[Saved data entries]
● ● ● ●

PR #5957, opened 2023-06-30
uefi-capsule: Do not install a bricking shim

### LINKED ISSUE #5803: candidate snap doesn't validate enclosed shim is safe to install
Installing a firmware update from confined snap can break secure boot. This is because we are installing a shim that is potentially newer than in the distro. That may revoke old bootloaders (grub) and brick the current OS installation. The only way to get to boot it is to clear shim UEFI variables or manually update the bootloader offline.

Proposed solution:
```
              We can read section `.sbatlevel` of the shim we want to install. https://github.com/rhboot/shim/blob/main/sbat_var.S
Then we should have at least `SBAT_VAR_PREVIOUS`, I think.
```

_Originally posted by @valentindavid in https://github.com/fwupd/fwupd/issues/5508#issuecomment-1513340999_

valentindavid:
The snap contains a signed shim to install uefi capsules. However if this shim is newer than the host shim (or grub), it may brick the current OS to boot by revoking its version of the shim.

Now in the snap we keep track of the previous sbatlevel of the shim. This is what the shim will install to the sbatlevel on the machine. We compare it to the current value of the machine. If this the shim has any new or newer component, that means booting that shim would update the current sbatlevel. In this case we fail and prevent installation.

Fixes #5803

Type of pull request:

- [*] Code fix
- [ ] Feature
- [ ] Documentation


valentindavid:
@superm1 I promised to do it. Sorry I did not take the time to do that before.

snap/snapcraft.yaml
```diff
@@ -117,6 +117,11 @@ parts:
               ${CRAFT_PART_INSTALL}/share/dbus-1/system-services/org.freedesktop.fwupd.service
       cp -R /usr/libexec/fwupd/efi ${CRAFT_PART_INSTALL}/libexec/fwupd
       cp /usr/lib/shim/shimx64.efi.signed ${CRAFT_PART_INSTALL}/libexec/fwupd/efi/
+
+      objcopy -O binary -j .sbatlevel /usr/lib/shim/shimx64.efi.signed sbatlevel.section
+      python3 "${CRAFT_PROJECT_DIR}/snap/local/get_sbat_var_previous.py" sbatlevel.section >shimx64.efi.signed.sbatlevel
+      cp shimx64.efi.signed.sbatlevel /usr/lib/shim/shimx64.efi.signed ${CRAFT_PART_INSTALL}/libexec/fwupd/efi/
```
hughsie, line 123: this seems kinda fragile. Could the fwupd code use libelf to get the specific section data?

plugins/uefi-capsule/fu-uefi-bootmgr.c
```diff
@@ -249,6 +249,189 @@ fu_uefi_setup_bootnext_with_loadopt(FuEfiLoadOption *loadopt, GError **error)
...
+	/*
+	 * For every new shim entry, we need a matching entry in the
+	 * current sbatlevel. That is the entry of the shim is not
+	 * newer than current sbatlevel.
+	 *
+	 * The opposite way might work (for example shim's latest
+	 * sbatlevel matches) or not (shim is too old), but it will
+	 * not brick the current OS.
+	 */
+	for (size_t shim_entry = 0; sbatlevel_content[shim_entry];) {
```
hughsie, line 309: can we maybe make this a lot safer and split by line, and then split each line by comma? There's a lot of scary pointer accesses going on.

hughsie (changes requested):

snap/snapcraft.yaml
valentindavid: If it is ok to add dependencies, yes.

plugins/uefi-capsule/fu-uefi-bootmgr.c
valentindavid: OK, will do that.

snap/snapcraft.yaml
hughsie: Maybe; ELF isn't super tricky to parse. Give me a few hours and I'll see what I can do.

plugins/uefi-capsule/fu-uefi-bootmgr.c
valentindavid: This is done.

snap/snapcraft.yaml
valentindavid: I can do it with just the linux headers (`linux/elf.h`). It is not difficult. It is just a bit annoying.

hughsie: Hang on -- isn't the fwupdx64.efi going to be in PE format? we already have a parser for that.

valentindavid: I forgot, it is a PE/COFF....

valentindavid: So probably with `linux/coff.h`.

valentindavid: Nice. I will look at that.

hughsie: Nah! You can do `fu_pefile_firmware_new()`, then `fu_firmware_parse()`, then `fu_firmware_get_image_by_id_bytes(.sbat)`

plugins/uefi-capsule/fu-uefi-bootmgr.c
```diff
@@ -249,6 +249,147 @@ fu_uefi_setup_bootnext_with_loadopt(FuEfiLoadOption *loadopt, GError **error)
...
+			g_set_error(error,
+				    FWUPD_ERROR,
+				    FWUPD_ERROR_INVALID_FILE,
+				    "shim sbatlevel for %s has a bricking update for entry %s "
+				    "(missing entry in current UEFI variable)",
+				    source_shim,
+				    shim_entry);
+
+			return FALSE;
+		} else if (*current_version < *shim_version) {
```
hughsie, line 377: you don't need the else here

plugins/uefi-capsule/fu-uefi-bootmgr.c
```diff
@@ -249,6 +249,147 @@ fu_uefi_setup_bootnext_with_loadopt(FuEfiLoadOption *loadopt, GError **error)
...
+				(guint8 **)&current_sbatlevel,
+				&current_sbatlevel_size,
+				NULL,
+				NULL))
+		return FALSE;
+
+	current_hash = fu_uefi_bootmgr_parse_csv(current_sbatlevel, current_sbatlevel_size, error);
+	if (current_hash == NULL) {
+		return FALSE;
+	}
```
hughsie, line 347: no need for braces

plugins/uefi-capsule/fu-uefi-bootmgr.c
```diff
@@ -249,6 +249,147 @@ fu_uefi_setup_bootnext_with_loadopt(FuEfiLoadOption *loadopt, GError **error)
...
+		version = g_ascii_strtoll(columns[1], &endptr, 10);
+		if ((endptr == columns[1]) || (*endptr != '\0')) {
+			g_set_error(error,
+				    FWUPD_ERROR,
+				    FWUPD_ERROR_INVALID_FILE,
+				    "invalid version in sbat level for entry %s",
+				    columns[0]);
+		}
+		version_bucket = g_malloc(sizeof(gint64));
+		g_assert(version_bucket != NULL);
```
hughsie, line 295: no assert -- if malloc fails we're sunk well before this -- also maybe `g_new0()`?

plugins/uefi-capsule/fu-uefi-bootmgr.c
```diff
@@ -249,6 +249,147 @@ fu_uefi_setup_bootnext_with_loadopt(FuEfiLoadOption *loadopt, GError **error)
...
+		columns = g_strsplit(lines[i], ",", 3);
+		if (g_strv_length(columns) < 2) {
+			g_set_error(error,
+				    FWUPD_ERROR,
+				    FWUPD_ERROR_INVALID_FILE,
+				    "invalid CSV data: not enough columns");
+			return NULL;
+		}
+
+		version = g_ascii_strtoll(columns[1], &endptr, 10);
```
hughsie, line 286: Can you use fu_strtoull here?

plugins/uefi-capsule/fu-uefi-bootmgr.c
```diff
@@ -249,6 +249,147 @@ fu_uefi_setup_bootnext_with_loadopt(FuEfiLoadOption *loadopt, GError **error)
...
+	for (guint i = 0; lines[i] != NULL; i++) {
+		gchar *endptr = NULL;
+		g_auto(GStrv) columns = NULL;
+		gint64 version;
+		g_autofree gint64 *version_bucket = NULL;
+
+		if ((lines[i][0] == '\0') && (lines[i + 1] == NULL)) {
+			/* last line may be empty */
+			break;
+		}
```
hughsie, line 275: maybe just ignore all empty lines?

plugins/uefi-capsule/fu-uefi-bootmgr.c
```diff
@@ -249,6 +249,147 @@ fu_uefi_setup_bootnext_with_loadopt(FuEfiLoadOption *loadopt, GError **error)
...
+	g_auto(GStrv) lines = NULL;
+	g_autoptr(GHashTable) hash = NULL;
+	g_autofree gchar *nt_data = NULL;
+
+	hash = g_hash_table_new_full(g_str_hash, g_str_equal, g_free, g_free);
+
+	/* null terminate the file */
+	nt_data = g_strndup(data, size);
+
+	lines = g_strsplit(nt_data, "\n", -1);
```
hughsie, line 264: you can make this a bit simpler with fu_strsplit

snap/snapcraft.yaml
hughsie: In case you did need ELF for some strange reason, I just rather enjoyed the last hour :) https://github.com/fwupd/fwupd/pull/5959

plugins/uefi-capsule/fu-uefi-bootmgr.c
hughsie: hang on-- the version can be a semver no? e.g. fwupd has `1.9.2` -- i think you should store the string rather than try an parse as a uint -- and then use fu_version_compare() to compare them.

plugins/uefi-capsule/fu-uefi-bootmgr.c
```diff
@@ -249,6 +249,147 @@ fu_uefi_setup_bootnext_with_loadopt(FuEfiLoadOption *loadopt, GError **error)
...
+	gsize sbatlevel_size = 0;
+	g_autofree gchar *current_sbatlevel = NULL;
+	gsize current_sbatlevel_size = 0;
+	g_autoptr(GHashTable) shim_hash = NULL;
+	g_autoptr(GHashTable) current_hash = NULL;
+	GHashTableIter iter;
+	gpointer key, value;
+
+	sbatlevel_path = g_strdup_printf("%s.sbatlevel", source_shim);
+	if (!g_file_test(sbatlevel_path, G_FILE_TEST_EXISTS)) {
```
superm1, line 317: Once you start natively parsing the shim I think this block can go; the checks will happen even in traditional distros.

snap/local/get_sbat_var_previous.py
```diff
@@ -0,0 +1,31 @@
+import sys
```
superm1, line 1: This file is missing a shebang and header.

I do think even with moving parsing into fwupd you can keep this script in contrib as it could be useful for debugging purposes.

plugins/uefi-capsule/fu-uefi-bootmgr.c
valentindavid: Actually I should call it "generation" rather than version. That is the correct name. It cannot be a semantic version. It is a number.

plugins/uefi-capsule/fu-uefi-bootmgr.c
valentindavid: Done.

plugins/uefi-capsule/fu-uefi-bootmgr.c
valentindavid: Done.

plugins/uefi-capsule/fu-uefi-bootmgr.c
```diff
@@ -249,6 +249,147 @@ fu_uefi_setup_bootnext_with_loadopt(FuEfiLoadOption *loadopt, GError **error)
...
+	if (!g_file_get_contents(sbatlevel_path, &sbatlevel_content, &sbatlevel_size, error)) {
+		return FALSE;
+	}
+
+	shim_hash = fu_uefi_bootmgr_parse_csv(sbatlevel_content, sbatlevel_size, error);
+	if (shim_hash == NULL) {
+		return FALSE;
+	}
+
+	/* Not safe if variable is not set but new shim would set it */
```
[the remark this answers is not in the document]
valentindavid: Done

plugins/uefi-capsule/fu-uefi-bootmgr.c
valentindavid: Done

snap/snapcraft.yaml
valentindavid: Done. But I had to fix the long names. It is `.sbatlevel` section we need to read. not `.sbat`.

snap/local/get_sbat_var_previous.py
valentindavid: File was removed

libfwupdplugin/fu-pefile-firmware.c
```diff
@@ -118,28 +139,82 @@ fu_pefile_firmware_parse(FuFirmware *firmware,
...
+
+			sect_id = fu_strsafe((const gchar *)buf + string_table + str_idx,
+					     bufsz - string_table);
+			if (sect_id == NULL) {
+				g_set_error_literal(error,
+						    FWUPD_ERROR,
+						    FWUPD_ERROR_INVALID_FILE,
+						    "no section name");
+				return FALSE;
+			}
```
hughsie, line 175: Is this COFF? I didn't see it https://learn.microsoft.com/en-us/windows/win32/debug/pe-format here

hughsie: Ohh it's PE COFF -- i just wondered where you got that spec. It might be correct!

libfwupdplugin/fu-pefile-firmware.c
```diff
@@ -118,33 +140,89 @@ fu_pefile_firmware_parse(FuFirmware *firmware,
...
+					return FALSE;
+				}
+			}
 		}
 
 		/* create new firmware */
 		if (g_strcmp0(sect_id, ".sbom") == 0) {
 			fw_sect = fu_coswid_firmware_new();
+		} else if (g_strcmp0(sect_id, ".sbatlevel") == 0) {
+			fw_sect = fu_sbatlevel_section_firmware_new();
```
hughsie, line 225: I don't have any files with a .sbatlevel section -- i only have .sbat -- why?

valentindavid: On the shim binary? Probably because you have an old one. `.sbatlevel` is only on shim (as well as `.sbat`). Other binaries have `.sbat` only. Older versions of shim should not have `.sbatlevel`. This was introduced last year.

valentindavid: It is only for introspection. Originally to calculate PCR values I think. But the "previous" entry gives us what shim will install as sbatlevel. Which is the value we want to compare to. `.sbat` will usually be newer that the current sbatlevel.

valentindavid: Also note that this PR allows installation if shim has no `.sbatlevel`. Because it will not brick the system.

hughsie: Hmm, on Fedora shim I don't see it at all:

	[hughsie@hughsie-work build (wip/hughsie/pefile %)]$ ninja src/fwupdtool && sudo ./src/fwupdtool firmware-parse /boot/efi/EFI/fedora/shimx64.efi pefile 
	ninja: no work to do.
	[sudo] password for hughsie: 
	Loading…                 [************************************** ]
	<firmware gtype="FuPefileFirmware">
	  <data size="0xe7218">MZ.</data>
	  <firmware>
	    <id>.eh_frame</id>
	    <offset>0x400</offset>
	    <size>0x1db1c</size>
	    <data size="0x1db1c">
	    </data>
	  </firmware>
	  <firmware>
	    <id>.text</id>
	    <idx>0x1</idx>
	    <offset>0x1e000</offset>
	    <size>0x5e663</size>
	    <data size="0x5e663">H...QRH.=....H.5</data>
	  </firmware>
	  <firmware>
	    <id>.reloc</id>
	    <idx>0x2</idx>
	    <offset>0x7c800</offset>
	    <size>0xa</size>
	    <data size="0xa">
	    </data>
	  </firmware>
	  <firmware>
	    <id>.data.ident</id>
	    <idx>0x3</idx>
	    <offset>0x7ca00</offset>
	    <size>0x49</size>
	    <data size="0x49">UEFI SHIM.$Versi</data>
	  </firmware>
	  <firmware>
	    <id>.data</id>
	    <idx>0x4</idx>
	    <offset>0x7cc00</offset>
	    <size>0x2d5b4</size>
	    <data size="0x2d5b4">S</data>
	  </firmware>
	  <firmware>
	    <id>.vendor_cert</id>
	    <idx>0x5</idx>
	    <offset>0xaa200</offset>
	    <size>0x37c</size>
	    <data size="0x37c">l.</data>
	  </firmware>
	  <firmware>
	    <id>.dynamic</id>
	    <idx>0x6</idx>
	    <offset>0xaa600</offset>
	    <size>0x100</size>
	    <data size="0x100">
	    </data>
	  </firmware>
	  <firmware>
	    <id>.rela</id>
	    <idx>0x7</idx>
	    <offset>0xaa800</offset>
	    <size>0x1b468</size>
	    <data size="0x1b468">
	    </data>
	  </firmware>
	  <firmware>
	    <id>.sbat</id>
	    <idx>0x8</idx>
	    <offset>0xc5e00</offset>
	    <size>0xdf</size>
	    <data size="0xdf">sbat,1,SBAT Vers</data>
	  </firmware>
	</firmware>

libfwupdplugin/fu-pefile-firmware.c
hughsie: Ahh, so this alternate zeros encoding is from https://learn.microsoft.com/en-us/windows/win32/debug/pe-format#coff-symbol-table -- but that's only for the symbol table, not the section table. I'll fix things up.

libfwupdplugin/fu-pefile-firmware.c
valentindavid: I have checked. Fedora 38 has shim 15.6. Both .sbatlevel and the new revocations have been added to 15.7. shim 15.6 is always safe to install (might not boot though).

So what you see is expected. And this branch will not prevent from installing shim from Fedora 38.

hughsie: Aha, gotcha. Mind if I convert your parsing to a generic `FuCsvFirmware` object and then we layer on top of that too? I think it'll be useful in other places too.

valentindavid: Sure. We could even use that for `.sbat` if one day we want to test a binary is revoked by current sbatlevel.

hughsie: Exactly my thoughts too.

valentindavid: Should I convert the .sbatlevel parsing to use rustgen generated headers?

hughsie: sure, makes sense.

valentindavid: (the part that extract the "previous" and "latest" entries, I mean, not csv parsing)

plugins/uefi-capsule/fu-uefi-bootmgr.c
```diff
@@ -249,6 +249,162 @@ fu_uefi_setup_bootnext_with_loadopt(FuEfiLoadOption *loadopt, GError **error)
 	return TRUE;
 }
 
+static GHashTable *
+fu_uefi_bootmgr_parse_csv(const gchar *data, gsize size, GError **error)
```
hughsie, line 253: can we use FuCsvFirmware to parse here?

plugins/uefi-capsule/fu-uefi-bootmgr.c
```diff
@@ -249,6 +249,162 @@ fu_uefi_setup_bootnext_with_loadopt(FuEfiLoadOption *loadopt, GError **error)
...
+	shim = fu_pefile_firmware_new();
+	blob = fu_bytes_get_contents(source_shim, error);
+	if (!blob)
+		return FALSE;
+	if (!fu_firmware_parse(shim, blob, FWUPD_INSTALL_FLAG_NONE, error))
+		return FALSE;
+
+	sbatlevel_section = fu_firmware_get_image_by_id(shim, ".sbatlevel", &error_local);
+	if (sbatlevel_section == NULL) {
+		g_debug("No sbatlevel section was found.");
```
hughsie, line 328: lowercase text with no dot at the end please

plugins/uefi-capsule/fu-uefi-bootmgr.c
```diff
@@ -249,6 +249,162 @@ fu_uefi_setup_bootnext_with_loadopt(FuEfiLoadOption *loadopt, GError **error)
...
+		g_propagate_error(error, g_steal_pointer(&error_local));
+	}
+
+	previous_sbatlevel = fu_firmware_get_image_by_id(sbatlevel_section, "previous", error);
+	if (previous_sbatlevel == NULL)
+		return FALSE;
+
+	sbatlevel_bytes = fu_firmware_get_bytes(previous_sbatlevel, error);
+	if (sbatlevel_bytes == NULL)
+		return FALSE;
```
hughsie, line 341: can you use `fu_firmware_get_image_by_id_bytes` here?

plugins/uefi-capsule/fu-uefi-bootmgr.c
```diff
@@ -249,6 +249,162 @@ fu_uefi_setup_bootnext_with_loadopt(FuEfiLoadOption *loadopt, GError **error)
...
+	sbatlevel_content = g_bytes_get_data(sbatlevel_bytes, &sbatlevel_size);
+
+	shim_hash = fu_uefi_bootmgr_parse_csv(sbatlevel_content, sbatlevel_size, error);
+	if (shim_hash == NULL)
+		return FALSE;
+
+	/* not safe if variable is not set but new shim would set it */
+	if (!fu_efivar_get_data(FU_EFIVAR_GUID_SHIM,
+				"SbatLevelRT",
+				(guint8 **)&current_sbatlevel,
```
hughsie, line 352: do you need the cast?

libfwupdplugin/fu-sbatlevel-section.rs
```diff
@@ -0,0 +1,9 @@
+// Copyright (C) 2023 Canonical Ltd
+// SPDX-License-Identifier: LGPL-2.1+
+
+#[derive(Parse, Validate)]
+struct SbatLevelSectionHeader {
+    version: u32: const=0x0,
+    previous: u32: default=0x0,
+    latest: u32: default=0x0,
```
hughsie, line 8: helpfully i've changed the format in https://github.com/fwupd/fwupd/commit/1d16c78c912f504fd0d0e371f4e63fe67132e0b5 -- const is ` == ` default is ` =` - and you don't need a default of 0x0 as that's the _default default_ anyway :)

libfwupdplugin/fu-sbatlevel-section-firmware.c
```diff
@@ -0,0 +1,124 @@
...
+	gsize header_offset = offset + FU_STRUCT_SBAT_LEVEL_SECTION_HEADER_OFFSET_PREVIOUS;
+	guint32 previous_addr;
+	guint32 latest_addr;
+	g_autoptr(GByteArray) st = NULL;
+
+	buf = g_bytes_get_data(fw, &bufsz);
+
+	if (!fu_struct_sbat_level_section_header_validate(buf, bufsz, offset, error)) {
+		return FALSE;
+	}
```
hughsie, line 71: validate is done by parse automatically, so delete pls

libfwupdplugin/fu-sbatlevel-section-firmware.c
```diff
@@ -0,0 +1,124 @@
...
+
+	st = fu_struct_sbat_level_section_header_parse(buf, bufsz, offset, error);
+	if (st == NULL) {
+		return FALSE;
+	}
```
hughsie, line 76: no braces here

libfwupdplugin/fu-sbatlevel-section-firmware.c
```diff
@@ -0,0 +1,124 @@
...
+			       GError **error)
+{
+	g_autoptr(FuFirmware) entry_fw = NULL;
+	g_autoptr(GBytes) entry_blob = NULL;
+	gsize entry_size;
+
+	for (entry_size = 0; ((entry_offset + entry_size) < bufsz); ++entry_size) {
+		if (buf[entry_offset + entry_size] == 0)
+			break;
+	}
```
hughsie, line 36: i don't really get what this is doing

libfwupdplugin/fu-pefile-firmware.c
```diff
@@ -80,6 +81,8 @@ fu_pefile_firmware_parse_section(FuFirmware *firmware,
 	/* create new firmware */
 	if (g_strcmp0(sect_id, ".sbom") == 0) {
 		img = fu_coswid_firmware_new();
+	} else if (g_strcmp0(sect_id, ".sbatlevel") == 0) {
+		img = fu_sbatlevel_section_firmware_new();
```
hughsie, line 85: i think this is a bit verbose. Maybe fu_sbatlevel_firmware_new() or fu_sbatlevel_section_new() perhaps?

valentindavid: The `.sbatlevel` section contains 2 sbatlevel. I will call it `fu_sbatlevel_section_new`.

libfwupdplugin/fu-sbatlevel-section-firmware.c
valentindavid: Looking for the null character terminator.

plugins/uefi-capsule/fu-uefi-bootmgr.c
valentindavid: This part had to be rewritten.

plugins/uefi-capsule/fu-uefi-bootmgr.c
```diff
@@ -249,6 +249,151 @@ fu_uefi_setup_bootnext_with_loadopt(FuEfiLoadOption *loadopt, GError **error)
...
+	if (generation_str == NULL) {
+		g_set_error(error,
+			    FWUPD_ERROR,
+			    FWUPD_ERROR_INVALID_FILE,
+			    "missing component generation");
+
+		return FALSE;
+	}
+
+	if (!fu_strtoull(generation_str, generation, 0, G_MAXUINT, error)) {
```
hughsie, line 267: maybe just `return fu_strtoull(......` here

plugins/uefi-capsule/fu-uefi-bootmgr.c
```diff
@@ -249,6 +249,151 @@ fu_uefi_setup_bootnext_with_loadopt(FuEfiLoadOption *loadopt, GError **error)
...
+	g_autoptr(FuFirmware) previous_sbatlevel = NULL;
+	g_autoptr(FuFirmware) current_sbatlevel = NULL;
+	g_autoptr(GError) error_local = NULL;
+	g_autoptr(GBytes) blob = NULL;
+	g_autoptr(GBytes) sbatlevel_bytes = NULL;
+	g_autoptr(GPtrArray) shim_entries = NULL;
+
+	shim = fu_pefile_firmware_new();
+	blob = fu_bytes_get_contents(source_shim, error);
+	if (!blob)
```
hughsie, line 290: == NULL for pointers please

plugins/uefi-capsule/fu-uefi-bootmgr.c
```diff
@@ -249,6 +249,151 @@ fu_uefi_setup_bootnext_with_loadopt(FuEfiLoadOption *loadopt, GError **error)
...
+	previous_sbatlevel = fu_firmware_get_image_by_id(sbatlevel_section, "previous", error);
+	if (previous_sbatlevel == NULL)
+		return FALSE;
+
+	shim_entries = fu_firmware_get_images(previous_sbatlevel);
+
+	current_sbatlevel_bytes =
+	    fu_efivar_get_data_bytes(FU_EFIVAR_GUID_SHIM, "SbatLevelRT", NULL, error);
+	if (current_sbatlevel_bytes == NULL) {
+		/* not safe if variable is not set but new shim would set it */
```
hughsie, line 313: can you move the comment to before `current_sbatlevel_bytes =` and remove the braces pls

plugins/uefi-capsule/fu-uefi-bootmgr.c
```diff
@@ -249,6 +249,151 @@ fu_uefi_setup_bootnext_with_loadopt(FuEfiLoadOption *loadopt, GError **error)
...
+			g_prefix_error(error,
+				       "sbatlevel entry %s for shim %s : ",
+				       entry_id,
+				       source_shim);
+			return FALSE;
+		}
+		if (!fu_uefi_bootmgr_get_generation(current_entry, &current_generation, error)) {
+			g_prefix_error(error, "current sbatlevel entry %s: ", entry_id);
+			return FALSE;
+		}
```
hughsie, line 379: maybe we could have a `guint64 fu_csv_entry_get_value_by_column_id_uint64(FuCsvEntry *self, const gchar *column_id)` instead of this?

libfwupdplugin/fu-sbatlevel-section-firmware.c
```diff
@@ -0,0 +1,125 @@
...
+fu_sbatlevel_section_firmware_class_init(FuSbatlevelSectionFirmwareClass *klass)
+{
+	FuFirmwareClass *klass_firmware = FU_FIRMWARE_CLASS(klass);
+
+	klass_firmware->parse = fu_sbatlevel_section_firmware_parse;
+}
+
+FuFirmware *
+fu_sbatlevel_section_new(void)
+{
```
hughsie, line 123: i think drop the _FIRMWARE, Firmware and -firmware everywhere.

libfwupdplugin/fu-sbatlevel-section-firmware.c
```diff
@@ -0,0 +1,125 @@
...
+				    GError **error)
+{
+	const guint8 *buf = NULL;
+	gsize bufsz;
+	gsize header_offset = offset + FU_STRUCT_SBAT_LEVEL_SECTION_HEADER_OFFSET_PREVIOUS;
+	guint32 previous_addr;
+	guint32 latest_addr;
+	g_autoptr(GByteArray) st = NULL;
+
+	buf = g_bytes_get_data(fw, &bufsz);
```
hughsie, line 73: I think move this up `const guint8 *buf = g_bytes_get_data(fw, &bufsz);` -- you'll have to have `gsize bufsz = 0;` before of  course

libfwupdplugin/fu-sbatlevel-section-firmware.c
```diff
@@ -0,0 +1,125 @@
...
+#include "fu-sbatlevel-section-firmware.h"
+#include "fu-sbatlevel-section-struct.h"
+
+G_DEFINE_TYPE(FuSbatlevelSectionFirmware, fu_sbatlevel_section_firmware, FU_TYPE_FIRMWARE);
+
+static gboolean
+fu_sbatlevel_section_add_entry(FuFirmware *firmware,
+			       GBytes *fw,
+			       const guint8 *buf,
+			       gsize bufsz,
```
hughsie, line 23: you don't need these if you have `fw` -- just do `const guint8 *buf = g_bytes_get_data(fw, &bufsz);` again

libfwupdplugin/fu-sbatlevel-section-firmware.c
```diff
@@ -0,0 +1,125 @@
...
+			       gsize entry_offset,
```
hughsie, line 24: maybe just `offset` if it's an offset into `fw`

libfwupdplugin/fu-sbatlevel-section-firmware.c
```diff
@@ -0,0 +1,125 @@
...
+	g_autoptr(GByteArray) st = NULL;
+
+	buf = g_bytes_get_data(fw, &bufsz);
+
+	st = fu_struct_sbat_level_section_header_parse(buf, bufsz, offset, error);
+	if (st == NULL)
+		return FALSE;
+
+	previous_addr = fu_struct_sbat_level_section_header_get_previous(st);
+	latest_addr = fu_struct_sbat_level_section_header_get_latest(st);
```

● ● ● ●

• **Task goal**: Find the lines in the records that contain the word "pull", then copy every one of them.

• **Response area**:
Type of pull request:
hughsie: In case you did need ELF for some strange reason, I just rather enjoyed the last hour :) https://github.com/fwupd/fwupd/pull/5959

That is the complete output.